Is crabgrass able to be eradicated? I was going to post a thread today, but you brought it up.

It would seem that you'd eventually kill off the seeds over time with the preemergent.


----------



## Justmatson (Apr 4, 2020)

turfnsurf said:


> Justmatson said:
> 
> 
> > Crabgrass is an annual but the reason why some see it every year is it'll drop thousands of seeds each year then germinates the following year when soil temps climb above 55f.
> ...


Yes you can absolutely eradicate crabgrass. There are selective herbicides for crabgrass. Tenacity, Quinclorac is the go to for most. 
Keeping up with spring and fall pre emergents will definitely help. 
Issue with crabgrass seeds or other weed seeds is they can lay dormant for many years until the right conditions develop.

Some may take a break from applying a pre emergent because they haven't seen anything for a few years. Another option to why it can appear again is disturbing the soil or bringing in soil/ compost/ sand etc that contains weed seeds.

This info is based off research and reading what others have done/ said. I actually don't see much crabgrass in my area.

Sure some others will chime in if there's more to add or correct any of my info.

Any other questions please let any of us know.


----------



## g-man (Jun 15, 2017)

To eradicate, you need to kill all the birds dropping seeds via their poop. Stop all the wind from getting to your yard. Keep all the shoes, dogs paws off your lawn. Don't plant the seeds that show up in the mail.

Or just do PreM in the spring.


----------



## Justmatson (Apr 4, 2020)

g-man said:


> Don't plant the seeds that show up in the mail.

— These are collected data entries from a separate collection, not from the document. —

PR #74586, opened 2024-07-19
ref(similarity): Add project option to enable ingestion after backfill

jangjodi:
Add enable ingestion flag to backfill endpoint
Add enable ingestion flag in backfill
If the flag is enabled, add `sentry:similarity_backfill_completed` to project options (to be checked in ingestion)

### DIFF
--- a/src/sentry/api/endpoints/project_backfill_similar_issues_embeddings_records.py
+++ b/src/sentry/api/endpoints/project_backfill_similar_issues_embeddings_records.py
@@ -33,7 +33,7 @@ class ProjectBackfillSimilarIssuesEmbeddingsRecords(ProjectEndpoint):
 
         last_processed_id = None
         only_delete = False
-        enable_ingestion = True
+        enable_ingestion = False
 
         if request.data.get("last_processed_id"):
             last_processed_id = int(request.data["last_processed_id"])
--- a/src/sentry/api/endpoints/project_backfill_similar_issues_embeddings_records.py
+++ b/src/sentry/api/endpoints/project_backfill_similar_issues_embeddings_records.py
@@ -33,15 +33,21 @@ class ProjectBackfillSimilarIssuesEmbeddingsRecords(ProjectEndpoint):
 
         last_processed_id = None
         only_delete = False
+        enable_ingestion = True
+
         if request.data.get("last_processed_id"):
             last_processed_id = int(request.data["last_processed_id"])
 
         if request.data.get("only_delete"):
             only_delete = True
 
+        if request.data.get("enable_ingestion"):
+            enable_ingestion = request.data["enable_ingestion"] == "true"
+
         backfill_seer_grouping_records_for_project.delay(
             current_project_id=project.id,
             last_processed_group_id_input=last_processed_id,
             only_delete=only_delete,
+            enable_ingestion=enable_ingestion,
         )
         return Response(status=204)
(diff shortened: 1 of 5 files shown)


src/sentry/tasks/embeddings_grouping/utils.py
```diff
@@ -174,6 +176,13 @@ def get_current_batch_groups_from_postgres(project, last_processed_group_id, bat
             "backfill_seer_grouping_records.no_more_groups",
             extra={"project_id": project.id},
         )
+        if enable_ingestion:
+            logger.info(
+                "backfill_seer_grouping_records.enable_ingestion",
+                extra={"project_id": project.id},
+            )
+            project.update_option("sentry:similarity_backfill_completed", int(time.time()))
+
```
lobsterkatie, line 185: Shouldn't we wait to set this option until we know the backfill hasn't errored out?

tests/sentry/tasks/test_backfill_seer_grouping_records.py
```diff
@@ -1534,3 +1539,55 @@ def test_backfill_seer_grouping_records_killswitch_enabled(self, mock_logger):
...
         )
+
+    @with_feature("projects:similarity-embeddings-backfill")
+    @patch("sentry.tasks.embeddings_grouping.utils.logger")
+    @patch("sentry.tasks.embeddings_grouping.utils.post_bulk_grouping_records")
+    def test_backfill_seer_grouping_records_enable_ingestion(
+        self, mock_post_bulk_grouping_records, mock_logger
+    ):
+        """
+        Test that the metadata is set for all groups showing that the record has been created.
```
lobsterkatie, line 1550: Isn't the point of this test (and the next one) to show what happens with the project option, not with the metadata?

src/sentry/api/endpoints/project_backfill_similar_issues_embeddings_records.py
```diff
@@ -33,15 +33,21 @@ def post(self, request: Request, project) -> Response:
 
         last_processed_id = None
         only_delete = False
+        enable_ingestion = True
```
trillville, line 36: is there a good reason to default this to `True`? May be less risky to default false

trillville (approved):

src/sentry/api/endpoints/project_backfill_similar_issues_embeddings_records.py
jangjodi: I figured we'd typically want to have it be true, but makes sense either way

src/sentry/tasks/embeddings_grouping/utils.py
jangjodi: once we reach this point, we've completed backfilling for that project. we could error out later, but that project has been completed

tests/sentry/tasks/test_backfill_seer_grouping_records.py
jangjodi: haha thanks, copy and paste error. I'll fix it

src/sentry/api/endpoints/project_backfill_similar_issues_embeddings_records.py
trillville: yeah unless it greatly simplifies things id prefer we default to false so we can make it more explicit whether or not its happening when we do the backfills

trillville: (worst case for example we mean to do a test backfill of a random language and brick their ingestion bc we forget to pass the flag)

src/sentry/tasks/embeddings_grouping/utils.py
lobsterkatie: Ah, I see. I missed the `if total_groups_to_backfill_length == 0` which was hidden in the fold.

lobsterkatie (approved):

The ones from China? :lol:


----------



## g-man (Jun 15, 2017)

Any country or even from another state. What if it is Bermuda seed?


----------



## northernlights536 (Aug 3, 2020)

Ok thanks... points taken.


----------



## northernlights536 (Aug 3, 2020)

What spreader is better for the lawn... ? I only have a hand spreader .... thinking maybe I should invest in a better one.

There are drop and broadcast ones..... any suggestions?

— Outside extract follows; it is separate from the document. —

PR #74595, opened 2024-07-19
implement `not in` issue alert filter

nhsiehgit:
corollary to https://github.com/getsentry/sentry/pull/74517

Also if using for the Urea is the setting still to the first one until all product is gone?


----------



## Justmatson (Apr 4, 2020)

northernlights536 said:


> What spreader is better for the lawn... ? I only have a hand spreader .... thinking maybe I should invest in a better one.
> 
> There are drop and broadcast ones..... any suggestions?
> 
> Also if using for the Urea is the setting still to the first one until all product is gone?


I use one of those cheap Scotts edge guard spreaders. Had no issues with it.

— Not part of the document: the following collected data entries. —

PR #74598, opened 2024-07-19
feat(dev-toolbar): Add organization derived API applications

cmanallen:
# Overview

To enable the dev-toolbar feature we want to allow public, third-party applications (think "Login with CodeCov" but self-serve and for all organizations) to fetch Sentry data on behalf of a Sentry user.  To accommodate this I've:

- [x] Added a "scoping_organization_id" column to the `ApiToken` model and replica.
- [x] Added a "organization_id" column to the `ApiApplication` model.
- [x] Updated the oauth flow to set the "scoping_organization_id" on the `ApiToken` when an "organization_id" is present on the `ApiApplication`.
- [x] Updated the middleware responsible for gating access. 
- [x] Added a resource for managing organization `ApiApplication` instances.

# Goal

The goal is to allow customers to authenticate with Sentry _from a third-party origin_.

# How It Works

1. A customer defines an [ApiApplication](https://github.com/getsentry/sentry/blob/8c4f17f93dd6d4a94df689d840180dfe491da78e/src/sentry/models/apiapplication.py#L43) instance tied to their organization.
2. This ApiApplication contains the valid origin and redirect locations for an authorization request for that organization.
3. The ApiApplication generates a client-id value.  This value is public and is passed to the Javascript SDK's initializer (e.g. `sdk.init(..., client_id=xyz)`.
4. The SDK reads this client-id and initiates Sentry's oauth flow (`/oauth/authorize/`) either through a hard-redirect or a pop-up window.  Making sure to specify the client-id in the request parameters.
5. Sentry appends a url fragment containing the access token and redierects back to the requester's application.
6. The token is now accessible by the third-party program and can be used to make API requests to Sentry.

## CORS

To manage CORS issues, the login flow will be initiated from an iframe with a sentry.io origin.

# Supporting Documentation

PRD: https://www.notion.so/sentry/FY-25-Q2-Dev-Toolbar-e2a259c063634f93a6c3d89584e812d8

# Security

Public clients present two problems:

1. First there is a phishing risk where a malicious third-party is given an `access_token` and uses that token to extract sensitive data from Sentry servers.
8. Second there is a risk that a legitimate third-party provider may use an `access_token` to read data from other organizations.

To address these issues I've done two things:

1. ApiApplications will only generate credentials if the user is a member of the organization.
2. ApiTokens will be scoped to the ApiApplication's organization_id.
    a. Requests for data outside of the organization will be denied.


tests/sentry/web/frontend/test_oauth_authorize.py
```diff
@@ -346,3 +346,79 @@ def test_minimal_params_code_deny_flow(self):
...
+            owner=self.user,
+            redirect_uris="https://example.com",
+            organization_id=self.organization.id,
+        )
+
+        resp = self.client.get(
+            f"{self.path}?client_id={self.application.client_id}&response_type=token"
+            "&redirect_uri=https://example.com"
+        )
+        assert resp.status_code == 200
```
mdtro, line 368: Shouldn't this fail without a `state` parameter?

mdtro:
I'd be more comfortable if we put this behind a feature flag limiting it to specific organizations until we're sure the authn/authz flow is ready for production.

src/sentry/web/frontend/oauth_authorize.py
mdtro, line 1: I'm not entirely sure where this should go. We need to use a tighter expiration time on these tokens. By default, they'll be 30 days. No more than 12 hours seems acceptable and would help mitigate risk.

I _think_ the `self.approve` call can support an `expires_in` arg?

cmanallen: Yes it can 👍

cmanallen:
@mdtro They're supposed to be able to revoke the token with a logout request.  I'll have to find exactly where that happens.

tests/sentry/web/frontend/test_oauth_authorize.py
cmanallen: I believe the answer is yes to prevent CSRF.  But it wasn't required prior to my being here.

>    The client MUST implement CSRF protection for its redirection URI.
   This is typically accomplished by requiring any request sent to the
   redirection URI endpoint to include a value that binds the request to
   the user-agent's authenticated state (e.g., a hash of the session
   cookie used to authenticate the user-agent).  The client SHOULD
   utilize the "state" request parameter to deliver this value to the
   authorization server when making an authorization request.

cmanallen:
@evanpurkhiser @nhsiehgit @JoshFerge Ya'll worked on the enterprise team right?  Do you have any opinions on this auth flow?

wedamija (commented):
Migration looks ok, but since this is a large pr might splitting out the model changes?

static/app/data/controlsiloUrlPatterns.ts
ryan953, line 1: bunch of stuff got re-generated that's unrelated to the oauth code. we should send that along in it's own PR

I use setting 3.5 on that particular spreader for my urea (comes in different size prills) it allows me to go north/ south, east/west, then north/south again.

You want to go in opposite directions at least once. Helps with even coverage or else you'll get fertilizer stripes


----------



## northernlights536 (Aug 3, 2020)

I think I asked but cannot remember... can I mow and then put the urea down?

We are going to get rain Sunday night into Monday morning.


----------



## Justmatson (Apr 4, 2020)

northernlights536 said:


> I think I asked but cannot remember... can I mow and then put the urea down?
> 
> We are going to get rain Sunday night into Monday morning.


Yes


----------



## Chris LI (Oct 26, 2018)

northernlights536 said:


> What spreader is better for the lawn... ? I only have a hand spreader .... thinking maybe I should invest in a better one.
> 
> There are drop and broadcast ones..... any suggestions?
> 
> Also if using for the Urea is the setting still to the first one until all product is gone?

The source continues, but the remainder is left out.